● Data for analysis
PR #1661, opened 2025-08-04
⚡️ Performance: Adding parallelized torch format conversion in control utils

MahimanaGIT:
## What this does

This PR updates `control_utils.py` to have parallelized torch format conversion for observations (input for policy predict_action). This particularly helped in reducing latency when there are multiple camera images with higher resolution.

## How it was tested

No tests were added as tests doesn't exist for control_utils or its parent scripts yet.

One can run a policy inference using `record.py` and test out the changes

### DIFF
--- a/src/lerobot/utils/control_utils.py
+++ b/src/lerobot/utils/control_utils.py
@@ -28,71 +28,12 @@ from typing import Any
 import numpy as np
 import torch
 from deepdiff import DeepDiff
-from termcolor import colored
 
 from lerobot.datasets.lerobot_dataset import LeRobotDataset
 from lerobot.datasets.utils import DEFAULT_FEATURES
 from lerobot.policies.pretrained import PreTrainedPolicy
 from lerobot.processor import PolicyAction, PolicyProcessorPipeline
 from lerobot.robots import Robot
-
-
-def log_control_info(robot: Robot, dt_s, episode_index=None, frame_index=None, fps=None):
-    """
-    Logs performance metrics for a single step of the robot control loop.
-
-    This function formats and prints a single line of log information, including episode/frame counters,
-    total loop time (dt), and detailed timings for various robot and camera operations. It can also
-    highlight performance drops in yellow if the actual FPS is lower than the target FPS.
-
-    Args:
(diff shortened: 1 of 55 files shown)


MahimanaGIT:
@pkooij @imstevenpmwork any feedback on this PR?

src/lerobot/utils/control_utils.py
```diff
@@ -102,13 +104,22 @@ def predict_action(
...
-                observation[name] = observation[name].type(torch.float32) / 255
-                observation[name] = observation[name].permute(2, 0, 1).contiguous()
-            observation[name] = observation[name].unsqueeze(0)
-            observation[name] = observation[name].to(device)
+                tensor = torch.from_numpy(data).to(torch.float32)
+                tensor = tensor.mul(1.0 / 255.0)
+                tensor = tensor.permute(2, 0, 1).contiguous()
+                tensor = tensor.to(device)
+            else:
+                tensor = torch.from_numpy(data).to(torch.float32)
```
imstevenpmwork, line 115: The `else` block for non-image data converts the numpy array to a tensor but never moves it to the target `device`.

src/lerobot/utils/control_utils.py
```diff
@@ -102,13 +104,22 @@ def predict_action(
...
+            return tensor
+
+        with concurrent.futures.ThreadPoolExecutor(max_workers=num_workers) as executor:
+            futures = [executor.submit(convert_to_torch, name, observation[name]) for name in observation]
+            for future in concurrent.futures.as_completed(futures):
+                name, tensor = future.result()
```
imstevenpmwork, line 121: The worker function `convert_to_torch` is defined to return only the `tensor`. However, the result collection loop expects to unpack two values.

imstevenpmwork (commented):
Hello, thanks for the contribution 😄 

Left some comments in-code.

Additionally:
Can we profile this change with different `observation` shapes/sizes to measure its impact? Threading has overhead. If the observation dictionary only has a few items, the overhead of creating and managing threads could make the concurrent version slower than the simple sequential loop.

Thanks!

PR #3494, opened 2026-05-02
Add retries while recording motor ranges

tom-doerr:
## Summary
- retry transient sync-read failures while recording motor range calibration
- add a short delay between live range display refreshes to avoid hammering the serial bus

## Test
- python -m py_compile src/lerobot/motors/motors_bus.py
- manually calibrated an SO-100 follower arm after hitting intermittent Feetech status packet drops


imstevenpmwork:
Superseded by https://github.com/huggingface/lerobot/pull/4126

PR #3519, opened 2026-05-06
fix(datasets): forward HF auth token for private/gated dataset access

### LINKED ISSUE #3392: Bug: visualize_dataset fails with 401 on private org dataset (Team plan)
Hi, we’re encountering an issue when trying to visualize a private dataset under our organization.

Setup
• Hugging Face Team plan
• Dataset moved under organization namespace (e.g. org_name/dataset_name)
• Dataset visibility: private
• User has proper org access

What works
• dataset_info("org_name/dataset_name") works with our token
• Hugging Face Data Studio / dataset viewer works fine when private
• If we switch dataset to public, visualize_dataset works immediately

What fails
Using lerobot/visualize_dataset, we get:
Something went wrong Failed to fetch dataset info: 401

Hypothesis
It seems that authentication is not being forwarded properly when accessing private datasets (possibly missing auth headers in dataset viewer API calls).

Question
• Are private datasets under Team organizations officially supported in visualize_dataset?
• If so, is there a way to pass authentication (e.g. HF token) to the visualizer?

Thanks!

jashshah999:
## Summary
- Threads a `token` parameter through `LeRobotDataset`, `LeRobotDatasetMetadata`, `get_safe_version`, and `get_repo_versions` so that authentication is properly forwarded to all `huggingface_hub` API calls (`snapshot_download`, `HfApi.list_repo_refs`).
- Adds `--token` CLI argument to `lerobot-dataset-viz` for explicit token passing.
- The parameter defaults to `None` which preserves existing behavior (hub library resolves the token automatically from cache/env). When set, it enables access to private or gated datasets that require explicit auth.

Fixes #3392

## Test plan
- [x] `ruff check` and `ruff format` pass on all modified files
- [ ] Manually verified with a private org dataset that passing `--token` resolves the 401 error
- [ ] Existing public dataset workflows remain unaffected (default `token=None` preserves prior behavior)

### DIFF
--- a/src/lerobot/datasets/dataset_metadata.py
+++ b/src/lerobot/datasets/dataset_metadata.py
@@ -68,6 +68,7 @@ class LeRobotDatasetMetadata:
         revision: str | None = None,
         force_cache_sync: bool = False,
         metadata_buffer_size: int = 10,
+        token: str | bool | None = None,
     ):
         """Load or download metadata for an existing LeRobot dataset.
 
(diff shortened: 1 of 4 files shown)


imstevenpmwork:
Superseded by https://github.com/huggingface/lerobot/pull/4136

● Action item
Restate the entries above, keeping every word intact.

● Solution
PR #1661, opened 2025-08-04
⚡️ Performance: Adding parallelized torch format conversion in control utils

MahimanaGIT:
## What this does

This PR updates `control_utils.py` to have parallelized torch format conversion for observations (input for policy predict_action). This particularly helped in reducing latency when there are multiple camera images with higher resolution.

## How it was tested

No tests were added as tests doesn't exist for control_utils or its parent scripts yet.

One can run a policy inference using `record.py` and test out the changes

### DIFF
--- a/src/lerobot/utils/control_utils.py
+++ b/src/lerobot/utils/control_utils.py
@@ -28,71 +28,12 @@ from typing import Any
 import numpy as np
 import torch
 from deepdiff import DeepDiff
-from termcolor import colored
 
 from lerobot.datasets.lerobot_dataset import LeRobotDataset
 from lerobot.datasets.utils import DEFAULT_FEATURES
 from lerobot.policies.pretrained import PreTrainedPolicy
 from lerobot.processor import PolicyAction, PolicyProcessorPipeline
 from lerobot.robots import Robot
-
-
-def log_control_info(robot: Robot, dt_s, episode_index=None, frame_index=None, fps=None):
-    """
-    Logs performance metrics for a single step of the robot control loop.
-
-    This function formats and prints a single line of log information, including episode/frame counters,
-    total loop time (dt), and detailed timings for various robot and camera operations. It can also
-    highlight performance drops in yellow if the actual FPS is lower than the target FPS.
-
-    Args:
(diff shortened: 1 of 55 files shown)


MahimanaGIT:
@pkooij @imstevenpmwork any feedback on this PR?

src/lerobot/utils/control_utils.py
```diff
@@ -102,13 +104,22 @@ def predict_action(
...
-                observation[name] = observation[name].type(torch.float32) / 255
-                observation[name] = observation[name].permute(2, 0, 1).contiguous()
-            observation[name] = observation[name].unsqueeze(0)
-            observation[name] = observation[name].to(device)
+                tensor = torch.from_numpy(data).to(torch.float32)
+                tensor = tensor.mul(1.0 / 255.0)
+                tensor = tensor.permute(2, 0, 1).contiguous()
+                tensor = tensor.to(device)
+            else:
+                tensor = torch.from_numpy(data).to(torch.float32)
```
imstevenpmwork, line 115: The `else` block for non-image data converts the numpy array to a tensor but never moves it to the target `device`.

src/lerobot/utils/control_utils.py
```diff
@@ -102,13 +104,22 @@ def predict_action(
...
+            return tensor
+
+        with concurrent.futures.ThreadPoolExecutor(max_workers=num_workers) as executor:
+            futures = [executor.submit(convert_to_torch, name, observation[name]) for name in observation]
+            for future in concurrent.futures.as_completed(futures):
+                name, tensor = future.result()
```
imstevenpmwork, line 121: The worker function `convert_to_torch` is defined to return only the `tensor`. However, the result collection loop expects to unpack two values.

imstevenpmwork (commented):
Hello, thanks for the contribution 😄 

Left some comments in-code.

Additionally:
Can we profile this change with different `observation` shapes/sizes to measure its impact? Threading has overhead. If the observation dictionary only has a few items, the overhead of creating and managing threads could make the concurrent version slower than the simple sequential loop.

Thanks!

PR #3494, opened 2026-05-02
Add retries while recording motor ranges

tom-doerr:
## Summary
- retry transient sync-read failures while recording motor range calibration
- add a short delay between live range display refreshes to avoid hammering the serial bus

## Test
- python -m py_compile src/lerobot/motors/motors_bus.py
- manually calibrated an SO-100 follower arm after hitting intermittent Feetech status packet drops


imstevenpmwork:
Superseded by https://github.com/huggingface/lerobot/pull/4126

PR #3519, opened 2026-05-06
fix(datasets): forward HF auth token for private/gated dataset access

### LINKED ISSUE #3392: Bug: visualize_dataset fails with 401 on private org dataset (Team plan)
Hi, we’re encountering an issue when trying to visualize a private dataset under our organization.

Setup
• Hugging Face Team plan
• Dataset moved under organization namespace (e.g. org_name/dataset_name)
• Dataset visibility: private
• User has proper org access

What works
• dataset_info("org_name/dataset_name") works with our token
• Hugging Face Data Studio / dataset viewer works fine when private
• If we switch dataset to public, visualize_dataset works immediately

What fails
Using lerobot/visualize_dataset, we get:
Something went wrong Failed to fetch dataset info: 401

Hypothesis
It seems that authentication is not being forwarded properly when accessing private datasets (possibly missing auth headers in dataset viewer API calls).

Question
• Are private datasets under Team organizations officially supported in visualize_dataset?
• If so, is there a way to pass authentication (e.g. HF token) to the visualizer?

Thanks!

jashshah999:
## Summary
- Threads a `token` parameter through `LeRobotDataset`, `LeRobotDatasetMetadata`, `get_safe_version`, and `get_repo_versions` so that authentication is properly forwarded to all `huggingface_hub` API calls (`snapshot_download`, `HfApi.list_repo_refs`).
- Adds `--token` CLI argument to `lerobot-dataset-viz` for explicit token passing.
- The parameter defaults to `None` which preserves existing behavior (hub library resolves the token automatically from cache/env). When set, it enables access to private or gated datasets that require explicit auth.

Fixes #3392

## Test plan
- [x] `ruff check` and `ruff format` pass on all modified files
- [ ] Manually verified with a private org dataset that passing `--token` resolves the 401 error
- [ ] Existing public dataset workflows remain unaffected (default `token=None` preserves prior behavior)

### DIFF
--- a/src/lerobot/datasets/dataset_metadata.py
+++ b/src/lerobot/datasets/dataset_metadata.py
@@ -68,6 +68,7 @@ class LeRobotDatasetMetadata:
         revision: str | None = None,
         force_cache_sync: bool = False,
         metadata_buffer_size: int = 10,
+        token: str | bool | None = None,
     ):
         """Load or download metadata for an existing LeRobot dataset.
 
(diff shortened: 1 of 4 files shown)


imstevenpmwork:
Superseded by https://github.com/huggingface/lerobot/pull/4136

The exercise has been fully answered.